Dyspnoea has been reported in patients treated with BRILIQUE. It is usually mild-to-moderate in intensity and often resolves without need for treatment discontinuation. However, if a patient reports new, prolonged or worsened dyspnoea this should be investigated fully and, if not tolerated, treatment should be stopped.

BRILIQUE should be used with caution in patients with a history of asthma and/or COPD, as they may have an increased absolute risk of experiencing dyspnoea.

Creatinine elevations
Creatinine levels may increase during treatment with ticagrelor. The mechanism has not been elucidated. Renal function should be checked according to routine medical practice. In patients with ACS, it is recommended that renal function is also checked one month after initiating the treatment with ticagrelor, paying special attention to patients ≥ 75 years, patients with moderate/severe renal impairment and those receiving concomitant treatment with an angiotensin receptor blocker (ARB).
Uric acid increase
Caution is advised in patients with a history of hyperuricaemia or gouty arthritis. As a precautionary measure, the use of BRILIQUE in patients with uric acid nephropathy is discouraged.
High maintenance-dose aspirin (>300 mg) Co-administration of BRILIQUE and high maintenance-dose ASA (>300 mg) is not recommended.
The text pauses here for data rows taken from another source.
PR #8906, opened 2024-03-08
feat(stepper, stepper-item): add component tokens

anveshmekala:
**Related Issue:** #7180 

## Summary

Adds tokens for `stepper` and `stepper-item` components.

`calcite-stepper-item` tokens:

```  
--calcite-stepper-item-description-text-color: Specifies text color of description of component.
--calcite-stepper-item-heading-text-color: Specifies text color of heading of component.
--calcite-stepper-item-icon-color: Specifies color of icon of component.
--calcite-stepper-item-number-text-color: Specifies text color of number of component.
--calcite-stepper-item-text-color: Specifies text color of component.
```

`calcite-stepper` tokens:

``` 
--calcite-stepper-action-background-color: defines the background color of an action sub-component inside the component.
--calcite-stepper-action-background-color-hover: defines the background color of an action sub-component when hovered or focused.
--calcite-stepper-action-background-color-active: defines the background color of an action sub-component when active.
--calcite-stepper-step-bar-fill-color : Specifies fill color for step-bar.
--calcite-stepper-step-bar-fill-color-hover : Specifies fill color for step-bar when hovered.
--calcite-stepper-step-bar-selected-fill-color : Specifies fill color for selected step-bar.
--calcite-stepper-step-bar-complete-fill-color : Specifies fill color for completed step-bar.
--calcite-stepper-step-bar-completed-fill-color-hover : Specifies fill color for completed step-bar when hovered.
--calcite-stepper-step-bar-error-fill-color : Specifies fill color for error step-bar.
--calcite-stepper-step-bar-error-fill-color-hover : Specifies fill color for error step-bar when hovered.

### DIFF
--- a/packages/calcite-components/src/components/stepper-item/stepper-item.scss
+++ b/packages/calcite-components/src/components/stepper-item/stepper-item.scss
@@ -3,7 +3,6 @@
  *
  * These properties can be overridden using the component's tag as selector.
  *
- * @prop --calcite-stepper-item-border-color: Specifies border color of component.
  * @prop --calcite-stepper-item-description-text-color: Specifies text color of description of component.
  * @prop --calcite-stepper-item-heading-text-color: Specifies text color of heading of component.
  * @prop --calcite-stepper-item-icon-color: Specifies color of icon of component.
@@ -85,7 +84,7 @@
   );
   border-color: var(
     --calcite-stepper-item-border-color,
-    var(--calcite-internal-stepper-item-border-color, var(--calcite-color-border-3))
+    var(--calcite-stepper-step-bar-fill-color, var(--calcite-color-border-3))
   );
 }
 
@@ -242,7 +241,7 @@
   border-t-0
   border-solid
   py-0;
-  border-color: var(--calcite-internal-stepper-item-border-color, var(--calcite-color-border-3));
+  border-color: var(--calcite-stepper-step-bar-fill-color, var(--calcite-color-border-3));
   border-inline-start-width: theme("borderWidth.2");
   padding-inline-start: var(--calcite-stepper-item-spacing-unit-l);
 
@@ -260,17 +259,17 @@
 }
 
 :host([layout="vertical"][complete]) .container {
-  border-color: var(--calcite-internal-stepper-item-complete-border-color, #007ac280);
+  border-color: var(--calcite-stepper-step-bar-complete-fill-color, #007ac280);
 }
 :host([layout="vertical"][complete]:hover:not([disabled]):not([selected])) .container,
 :host([layout="vertical"][complete]:focus:not([disabled]):not([selected])) .container {
-  border-color: var(--calcite-internal-stepper-item-complete-border-color-hover, var(--calcite-color-brand));
+  border-color: var(--calcite-stepper-step-bar-complete-fill-color-hover, var(--calcite-color-brand));
 }
 :host([layout="vertical"][error]) .container {
-  border-color: var(--calcite-internal-stepper-item-error-border-color, var(--calcite-color-status-danger));
+  border-color: var(--calcite-stepper-step-bar-error-fill-color, var(--calcite-color-status-danger));
 }
 :host([layout="vertical"][selected]) .container {
-  border-color: var(--calcite-internal-stepper-item-selected-border-color, var(--calcite-color-brand));
+  border-color: var(--calcite-stepper-step-bar-selected-fill-color, var(--calcite-color-brand));
 
   & .stepper-item-content:not(:empty) {
     margin-block-end: var(--calcite-stepper-item-spacing-unit-l);
@@ -278,11 +277,11 @@
 }
 :host([layout="vertical"]:hover:not([disabled]):not([selected])) .container,
 :host([layout="vertical"]:focus:not([disabled]):not([selected])) .container {
-  border-color: var(--calcite-internal-stepper-item-border-color-hover, #007ac280);
+  border-color: var(--calcite-stepper-step-bar-fill-color-hover, #007ac280);
 }
 :host([layout="vertical"][error]:hover:not([disabled]):not([selected])) .container,
 :host([layout="vertical"][error]:focus:not([disabled]):not([selected])) .container {
-  border-color: var(--calcite-internal-stepper-item-error-border-color-hover, var(--calcite-color-status-danger-hover));
+  border-color: var(--calcite-stepper-step-bar-error-fill-color-hover, var(--calcite-color-status-danger-hover));
 }
 
 :host([layout="horizontal"]),
@@ -336,14 +335,14 @@
 :host([layout="horizontal"]),
 :host([layout="horizontal-single"]) {
   .stepper-item-header {
-    border-color: var(--calcite-internal-stepper-item-border-color, var(--calcite-color-border-3));
+    border-color: var(--calcite-stepper-step-bar-fill-color, var(--calcite-color-border-3));
   }
 }
 
 :host([layout="horizontal"][complete]),
 :host([layout="horizontal-single"][complete]) {
   .stepper-item-header {
-    border-color: var(--calcite-internal-stepper-item-complete-border-color, #007ac280);
+    border-color: var(--calcite-stepper-step-bar-complete-fill-color, #007ac280);
   }
 }
 
@@ -352,21 +351,21 @@
 :host([layout="horizontal-single"][complete]:hover:not([disabled]):not([selected])),
 :host([layout="horizontal-single"][complete]:focus:not([disabled]):not([selected])) {
   .stepper-item-header {
-    border-color: var(--calcite-internal-stepper-item-complete-border-color-hover, var(--calcite-color-brand));
+    border-color: var(--calcite-stepper-step-bar-complete-fill-color-hover, var(--calcite-color-brand));
   }
 }
 
 :host([layout="horizontal"][error]),
 :host([layout="horizontal-single"][error]) {
   .stepper-item-header {
-    border-color: var(--calcite-internal-stepper-item-error-border-color, var(--calcite-color-status-danger));
+    border-color: var(--calcite-stepper-step-bar-error-fill-color, var(--calcite-color-status-danger));
   }
 }
 
 :host([layout="horizontal"][selected]),
 :host([layout="horizontal-single"][selected]) {
   .stepper-item-header {
-    border-color: var(--calcite-internal-stepper-item-selected-border-color, var(--calcite-color-brand));
+    border-color: var(--calcite-stepper-step-bar-selected-fill-color, var(--calcite-color-brand));
   }
 }
 
@@ -375,7 +374,7 @@
 :host([layout="horizontal-single"]:hover:not([disabled]):not([selected])),
 :host([layout="horizontal-single"]:focus:not([disabled]):not([selected])) {
   .stepper-item-header {
-    border-color: var(--calcite-internal-stepper-item-border-color-hover, #007ac280);
+    border-color: var(--calcite-stepper-step-bar-fill-color-hover, #007ac280);
   }
 }
 
@@ -384,10 +383,7 @@
 :host([layout="horizontal-single"][error]:hover:not([disabled]):not([selected])),
 :host([layout="horizontal-single"][error]:focus:not([disabled]):not([selected])) {
   .stepper-item-header {
-    border-color: var(
-      --calcite-internal-stepper-item-error-border-color-hover,
-      var(--calcite-color-status-danger-hover)
-    );
+    border-color: var(--calcite-stepper-step-bar-error-fill-color-hover, var(--calcite-color-status-danger-hover));
   }
 }
 
--- a/packages/calcite-components/src/components/stepper-item/stepper-item.scss
+++ b/packages/calcite-components/src/components/stepper-item/stepper-item.scss
@@ -380,7 +380,7 @@
 :host([layout="horizontal-single"]) .stepper-item-header {
   @apply border-none box-border
   me-0;
-  inline-size: 100%;
+  inline-size: var(--calcite-container-size-content-fluid);
   padding-inline: calc(var(--calcite-internal-stepper-action-inline-size) + 0.5rem);
 }
 
--- a/packages/calcite-components/src/components/stepper-item/stepper-item.scss
+++ b/packages/calcite-components/src/components/stepper-item/stepper-item.scss
@@ -7,53 +7,40 @@
  * @prop --calcite-stepper-item-heading-text-color: Specifies text color of heading of component.
  * @prop --calcite-stepper-item-icon-color: Specifies color of icon of component.
  * @prop --calcite-stepper-item-number-text-color: Specifies text color of number of component.
- * @prop --calcite-stepper-item-text-color: Specifies text color of component.
  *
  */
 
 :host([scale="s"]) {
-  --calcite-stepper-item-spacing-unit-s: var(--calcite-spacing-xxs);
-  --calcite-stepper-item-spacing-unit-m: var(--calcite-spacing-md);
-  --calcite-stepper-item-spacing-unit-l: var(--calcite-spacing-xl);
-  --calcite-internal-stepper-action-inline-size: var(--calcite-spacing-xxxl);
-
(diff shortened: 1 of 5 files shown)

### CODE REVIEW

File: packages/calcite-components/src/components/stepper/stepper.scss [hunk 1]
```diff
@@ -6,27 +8,31 @@
  * @prop --calcite-stepper-action-background-color: defines the background color of an action sub-component inside the component.
  * @prop --calcite-stepper-action-background-color-hover: defines the background color of an action sub-component when hovered or focused.
  * @prop --calcite-stepper-action-background-color-active: defines the background color of an action sub-component when active.
+ * @prop --calcite-stepper-step-bar-fill-color : Specifies fill color for step-bar when `layout="horizontal-single"`.
```
anveshmekala, line 11: Q: Should this tokens be specific ? The reason being that `calcite-stepper-item-border-color` token allows users to specify the border-color at `stepper-item` level.  Adding the above tokens helps users customize them when `layout ="horizontal-single"`. Wonder if its ideal to specify them twice or should this be replaced with `calcite-stepper-item-border-color`.

cc @macandcheese @ashetland @SkyeSeitz

anveshmekala: One way is to get rid of border-top for stepper-item and let user configure step-bar irrespective of layout.

anveshmekala: currently it matches, but if the user wants to customize the colors using tokens they need to setup twice once for horizontal & vertical and again for horizontal-single. Both horizontal and vertical layout depend on stepper-item color where as horizontal-single depends on step-bar component to show border like.

anveshmekala: Sorry for the confusion, i was under the impression that responsive mode is a default setting when the container size decreases but we made a change recently where user needs to specify the layout `horizontal-single` for single stepper view. Make sense to have these separate set of tokens . Ideally one set of tokens would be preferable but the way component is designed can be tricky .

macandcheese: I still don’t know if we need two - can we use the same nomenclature for both? The user still places the steps in the DOM in horizontal-single right? I might be missing something too, lol.

anveshmekala: With the current way the component is design we end up with having one set of tokens to customize border for vertical & horizontal and other set for horizonatal-layout. In horizontal-single layout case the border isn't the border of stepper-item but a functional step-bar which is not attached to any stepper-item.  Using step-bar for all the layout would be ideal but requires a refactor. 


User can customize the border color as following:

``` 
// covers the use-case of layout="horizontal-single"
 calcite-stepper {
      --calcite-stepper-step-bar-fill-color: green;
      --calcite-stepper-step-bar-active-fill-color: #e9f6ff;
      --calcite-stepper-step-bar-complete-fill-color: #280274;
      --calcite-stepper-step-bar-error-fill-color: #fe7a36;
    }
    
    
    
//covers use-case of layout="horizontal" or layout="vertical"

  calcite-stepper-item {
      --calcite-stepper-item-border-color: green;
    }    
    
 calcite-stepper-item[error] {
      --calcite-stepper-item-border-color: #fe7a36;
    }
    
    calcite-stepper-item[complete] {
      --calcite-stepper-item-border-color: #280274;
    }
    
    calcite-stepper-item[selected] {
      --calcite-stepper-item-border-color: #e9f6ff;
    }

Comment (ashetland) [reply packages/calcite-components/src/components/stepper/stepper.scss:11]: I think I refactor might be worth it, in the long-term at least. Not sure if this is the time to do that or not. I think this situation may have come about do to limitations of how we build stuff in Figma. That version needs a separate step-bar for `horizontal-single` out of necessity, but I don't see why we'd need to mimic that in the real version.

Comment (anveshmekala) [reply packages/calcite-components/src/components/stepper/stepper.scss:11]: Agree on the refactor, ideally these colors needs to be customized once irrespective of the layout. Configuring the colors twice is redundant and can be very confusing. 

The reason for adding `step-bar` in the real version is to display the borders which are attached to stepper-item. In `horizontal-single` layout mode where only one item is viewed,  borders of each stepper-item is unavailable. To resolve this situation we came up with the step-bar component. In the initial designs we are displaying only one border in single-view related to currently viewing stepper-item. In further discussion, felt it is better to show the step-bar equivalent to no of stepper-items renders so that user has an idea of how many steps are present.  

i think its better to use step-bar for all the layout and drop the border maybe since `horizontal-single` layout cannot rely on border? (considering stepper-item's are not used outside of stepper) . Open to suggestions.

File: packages/calcite-components/src/components/stepper/stepper.scss [hunk 2]
```diff
@@ -6,27 +8,31 @@
...
  */
 
 :host([scale="s"]) {
-  --calcite-internal-stepper-item-spacing-unit-s: theme("spacing.1");
+  --calcite-internal-stepper-item-spacing-unit-s: var(--calcite-spacing-xxs);
   --calcite-internal-stepper-action-block-size: theme("spacing.11");
-  --calcite-internal-stepper-action-inline-size: theme("spacing.8");
-  --calcite-internal-step-bar-gap: theme("spacing.1");
+  --calcite-internal-stepper-action-inline-size: var(--calcite-spacing-xxxl);
+  --calcite-internal-step-bar-gap: var(--calcite-spacing-xxs);
```
alisonailea, line 22: Leave all rem based styles as REM for now.

packages/calcite-components/src/components/stepper/stepper.scss
```diff
@@ -57,21 +63,21 @@
...
-    gap: theme("spacing.1") var(--calcite-internal-stepper-item-spacing-unit-s);
+    gap: var(--calcite-spacing-xxs) var(--calcite-internal-stepper-item-spacing-unit-s);
   }
 }
 
 :host([layout="horizontal"][scale="l"]),
 :host([layout="horizontal-single"][scale="l"]) {
   .container {
-    gap: theme("spacing.3") var(--calcite-internal-stepper-item-spacing-unit-s);
+    gap: var(--calcite-spacing-md) var(--calcite-internal-stepper-item-spacing-unit-s);
```
alisonailea, line 80: same applies to line 73 and line 80

packages/calcite-components/src/components/stepper-item/stepper-item.scss
```diff
@@ -120,74 +153,79 @@
...
+    var(--calcite-internal-stepper-item-heading-text-color, var(--calcite-color-text-2))
+  );
+  font-weight: var(--calcite-font-weight-medium);
 }
+
 :host .stepper-item-description {
-  @apply text-color-3;
+  color: var(
+    --calcite-stepper-item-description-text-color,
+    var(--calcite-internal-stepper-item-description-text-color, var(--calcite-color-text-3))
```
alisonailea, line 170: Given that --calcite-stepper-item-description-text-color, --calcite-stepper-item-icon-color, and --calcite-stepper-item-number-text-color all share the same default value. Let's set them to all fallback to --calcite-stepper-item-text-color

`color: var(
    --calcite-stepper-item-description-text-color,
    var(--calcite-stepper-item-text-color, var(--calcite-internal-stepper-item-description-text-color, var(--calcite-color-text-3))));`

packages/calcite-components/src/components/stepper-item/stepper-item.scss
```diff
@@ -120,74 +153,79 @@
...
 }
 
 :host .stepper-item-number {
-  @apply text-color-3
-    font-medium
-    duration-150
+  @apply duration-150
     ease-in-out;
   margin-inline-end: var(--calcite-stepper-item-spacing-unit-m);
+  color: var(
```
alisonailea, line 178: same here
`color: var(--calcite-stepper-item-number-text-color, var(--calcite-stepper-item-text-color, var(--calcite-internal-stepper-item-number-text-color, var(--calcite-color-text-3))));`

packages/calcite-components/src/components/stepper-item/stepper-item.scss
```diff
@@ -256,13 +297,12 @@
...
-    @apply border-color-3
-    border-0
+    @apply border-0
     border-solid
-    border-t-2
     focus-base;
     grid-row: items;
-
+    border-block-start-width: var(--calcite-spacing-base);
+    border-color: var(--calcite-color-border-3);
```
alisonailea, line 305: I can't find a storybook example where this border is applied? Can you double check if this even does anything? if not let's remove it. If so, let's give it a component token.

packages/calcite-components/src/components/stepper-item/stepper-item.scss
```diff
@@ -296,46 +336,61 @@
   }
 }
 
+:host([layout="horizontal"]),
+:host([layout="horizontal-single"]) {
+  .stepper-item-header {
+    border-color: var(
```
alisonailea, line 342: same with this one. It doesn't appear that the stepper-item-header border style rules is actually effecting styling. Can you double check?

packages/calcite-components/src/components/stepper/stepper.scss
alisonailea: How much would a refactor take? This seems like a lot of extra tokens.

alisonailea (commented):
Stepper and Stepper Item can not exist without one another so let's try to share tokens/styles where possible

The following should be set only in Stepper and can be simplified/inherited by stepper-item

--calcite-internal-stepper-item-spacing-unit-s = --calcite-stepper-item-spacing-unit-s
--calcite-internal-stepper-action-inline-size = --calcite-internal-stepper-action-inline-size
--calcite-internal-step-bar-gap = stepper-item:host { margin-inline-end }

As to the refactor, there are a few other components that had a bit of a refactor to reduce component tokens. How much of a refactor are we talking about here? I think it might be worth it.

alisonailea (changes requested):

packages/calcite-components/src/components/stepper/stepper.scss
```diff
@@ -118,7 +121,7 @@
   }
 
   .step-bar--active {
-    fill: var(--calcite-stepper-step-bar-active-fill-color, var(--calcite-color-brand));
+    fill: var(--calcite-stepper-step-bar-selected-fill-color, var(--calcite-color-brand));
```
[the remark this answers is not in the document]
anveshmekala: This should be `selected` since we are matching with stepper-item status.

packages/calcite-components/src/components/stepper/stepper.scss
```diff
@@ -87,45 +93,45 @@
 
 .action-container {
   @apply absolute flex justify-between;
-  padding-block: 0.25rem;
-  inline-size: 100%;
+  padding-block: var(--calcite-spacing-xxs);
+  inline-size: var(--calcite-container-size-content-fluid);
 }
 
 @mixin stepBar {
```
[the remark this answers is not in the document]
anveshmekala: The reason for mixin is to isolate the step-bar related styles and improve readability as [suggested](https://github.com/Esri/calcite-design-system/pull/7744#discussion_r1393058738).

packages/calcite-components/src/components/stepper/stepper.scss
anveshmekala: Curious if there is a downside of using semantic tokens for REM values.

packages/calcite-components/src/components/stepper-item/stepper-item.scss
```diff
@@ -89,24 +118,28 @@
...
     h-3
     flex-shrink-0
     self-start
     duration-150
     ease-in-out;
+  color: var(
+    --calcite-stepper-item-icon-color,
+    var(--calcite-internal-stepper-item-icon-color, var(--calcite-color-text-3))
+  );
+  opacity: var(--calcite-opacity-disabled);
```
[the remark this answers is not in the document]
anveshmekala: opacity tokens aren't either public or scale based, adding internal tokens with fallback and reassigning them isn't required right?

packages/calcite-components/src/components/stepper-item/stepper-item.scss
anveshmekala: This redundant with https://github.com/Esri/calcite-design-system/pull/8906/files#diff-c77e15f7b2a230aaeb9146248b360a9ac7d9e7b867732486b0982ad26d59f43dR33. removed.

packages/calcite-components/src/components/stepper-item/stepper-item.scss
anveshmekala: Curious if there is an advantage of setting to `--calcite-stepper-item-text-color` as fallback color  and then adding `--calcite-internal-stepper-item-description-text-color` as fallback for `--calcite-stepper-item-text-color . 


This can be really confusing in terms of readability me thinks and having internal tokens for overriding tokens based on states would be much clearer. 

Looking at  `--calcite-stepper-item-text-color`  much closer and realized it isn't being used any where. We can remove it. Thoughts?

packages/calcite-components/src/components/stepper-item/stepper-item.scss
```diff
@@ -1,36 +1,59 @@
...
-  --calcite-internal-stepper-action-inline-size: theme("spacing.8");
-  @apply text-n1h;
+  --calcite-stepper-item-spacing-unit-s: var(--calcite-spacing-xxs);
+  --calcite-stepper-item-spacing-unit-m: var(--calcite-spacing-md);
+  --calcite-stepper-item-spacing-unit-l: var(--calcite-spacing-xl);
+  --calcite-internal-stepper-action-inline-size: var(--calcite-spacing-xxxl);
+
+  font-size: var(--calcite-font-size);
+  line-height: var(--calcite-font-line-height-fixed-base);
   margin-inline-end: theme("margin.1");
```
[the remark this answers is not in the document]
anveshmekala: Not sure why we required separate ones for margin and spacing in first place.

packages/calcite-components/src/components/stepper-item/stepper-item.scss
```diff
@@ -120,74 +153,79 @@
...
+    --calcite-stepper-item-number-text-color,
+    var(--calcite-internal-stepper-item-number-text-color, var(--calcite-color-text-3))
+  );
+  font-weight: var(--calcite-font-weight-medium);
 }
 
 @include disabled();
 
 :host([complete]) .container {
   // todo dark mode
```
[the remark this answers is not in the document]
anveshmekala: can we remove this @macandcheese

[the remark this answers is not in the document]
macandcheese: I believe so, this comment was for the opacity style that was previously here. If it works in dark mode, feel free to remove it.

packages/calcite-components/src/components/stepper/stepper.scss
```diff
@@ -6,27 +8,32 @@
  * @prop --calcite-stepper-action-background-color: defines the background color of an action sub-component inside the component.
  * @prop --calcite-stepper-action-background-color-hover: defines the background color of an action sub-component when hovered or focused.
  * @prop --calcite-stepper-action-background-color-active: defines the background color of an action sub-component when active.
+ * @prop --calcite-stepper-step-bar-fill-color : Specifies fill color for step-bar.
+ * @prop --calcite-stepper-step-bar-fill-color-hover : Specifies fill color for step-bar when hovered.
+ * @prop --calcite-stepper-step-bar-selected-fill-color : Specifies fill color for selected step-bar.
+ * @prop --calcite-stepper-step-bar-complete-fill-color : Specifies fill color for completed step-bar.
+ * @prop --calcite-stepper-step-bar-completed-fill-color-hover : Specifies fill color for completed step-bar when hovered.
+ * @prop --calcite-stepper-step-bar-error-fill-color : Specifies fill color for error step-bar.
+ * @prop --calcite-stepper-step-bar-error-fill-color-hover : Specifies fill color for error step-bar when hovered.
```
anveshmekala, line 17: Should this be `-fill-color` or `-color` would be a better fit?

alisonailea: I think in other components we're using "fill"

alisonailea (approved):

Premature discontinuation Premature discontinuation with any antiplatelet therapy could result in an increased risk of CV death, MI or stroke due to the patient's underlying disease. Therefore, premature discontinuation of treatment should be avoided.
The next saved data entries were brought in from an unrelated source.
PR #8918, opened 2024-03-08
fix(navigation-user): allows theming with tokens

anveshmekala:
**Related Issue:** #7180 

## Summary
Allows theming with tokens and removes `--calcite-navigation-user-text-color` token from `navigation-user`.

### DIFF
--- a/packages/calcite-components/src/components/navigation-user/navigation-user.scss
+++ b/packages/calcite-components/src/components/navigation-user/navigation-user.scss
@@ -9,7 +9,6 @@
  * @prop --calcite-navigation-user-border-color: Specifies the border color of the component.
  * @prop --calcite-navigation-user-full-name-text-color: Specifies the text color of full name of the component.
  * @prop --calcite-navigation-user-name-text-color: Specifies the text color of user name of the component.
- * @prop --calcite-navigation-user-text-color: Specifies the text color of the component.
  *
  */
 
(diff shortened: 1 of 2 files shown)


packages/calcite-components/src/components/navigation-user/navigation-user.scss
```diff
@@ -24,28 +23,29 @@
...
+  --calcite-internal-navigation-user-background-color: var(--calcite-color-foreground-2);
 }
 
 :host(:focus) .button {
   @apply focus-inset;
 }
 
 :host(:active) .button {
-  --calcite-navigation-user-background-color: var(--calcite-color-foreground-3);
-  --calcite-navigation-user-text-color: var(--calcite-color-text-1);
```
alisonailea, line 48: I might be wrong but I think you want to add this here?
`--calcite-internal-navigation-user-text-color: var(--calcite-color-text-1);`

alisonailea (commented):
quick question about the text-color. Is the component is expecting for a text color to be set or can it inherit the value from it's parent?

anveshmekala:
> quick question about the text-color. Is the component is expecting for a text color to be set or can it inherit the value from it's parent?

I don't think text-color needs to be set for this component since there are no elements that needs the `color` property. The component has avatar ,username & full name  which can be themed using the specific tokens and slotting is not expected.

alisonailea (approved):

Pregnancy and lactation Women of childbearing potential should use appropriate contraceptive measures to avoid pregnancy during ticagrelor therapy. Ticagrelor is not recommended during pregnancy and/or breastfeeding.
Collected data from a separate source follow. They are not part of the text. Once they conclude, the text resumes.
Issue #9010, opened 2024-03-27
Calcite tabs broken with React + Vite


mpayson:
### Check existing issues

- [X] I have [checked for existing issues](https://github.com/Esri/calcite-design-system/issues) to avoid duplicates

### Actual Behavior

Calcite tabs don't load and there is an error in the console `Uncaught DOMException: Operation is not supported`

### Expected Behavior

Calcite tabs load

### Reproduction Sample

https://github.com/mpayson/calcite-debug

### Reproduction Steps

1. Clone repo
2. `npm install`
3. `npm run dev`
4. Open page, see tabs don't load

### Reproduction Version

2.7

### Regression?

Yes

### Priority impact

p1 - need for current milestone

### Impact

Can't upgrade

### Calcite package

- [X] @esri/calcite-components
- [ ] @esri/calcite-components-angular
- [X] @esri/calcite-components-react
- [ ] @esri/calcite-design-tokens
- [ ] @esri/eslint-plugin-calcite-components

### Esri team

ArcGIS Online

DitwanP:
🍡 Verified with provided sample repo on `2.7.1`

PR #9021, opened 2024-03-29
fix(tab-nav): fix custom element creation error in `components` build output

jcfranco:
**Related Issue:** #9010 

## Summary

Class members are defined on the component host in the `components` output build, so we need to avoid using names of  `HTMLElement` members (`dir` in this case).

**Note**: no additional tests were added since our testing setup uses the `dist` output target.


jcfranco:
Sidebar: we could look into improving [`reserved-member-names`](https://github.com/stencil-community/stencil-eslint/blob/main/docs/reserved-member-names.md) to catch this.

driskull:
> Sidebar: we could look into improving [reserved-member-names](https://github.com/stencil-community/stencil-eslint/blob/main/docs/reserved-member-names.md) to catch this.

Yeah thats a good call 👍

driskull (approved):
👍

Thrombotic Thrombocytopenic Purpura (TTP) Thrombotic Thrombocytopenic Purpura (TTP) has been reported very rarely with the use of ticagrelor. It is characterised by thrombocytopenia and microangiopathic haemolytic anaemia associated with either neurological findings, renal dysfunction or fever. TTP is a potentially fatal condition requiring prompt treatment including plasmapheresis

ACS, acute coronary syndrome; ARB, angiotensin receptor blocker; ASA, acetylsalicylic acid; AV,atrioventricular; COPD, chronic obstructive pulmonary disease; CV, cardiovascular; GI, gastrointestinal; MI,myocardial infarction; NSAID, non-steroidal anti-inflammatory drug.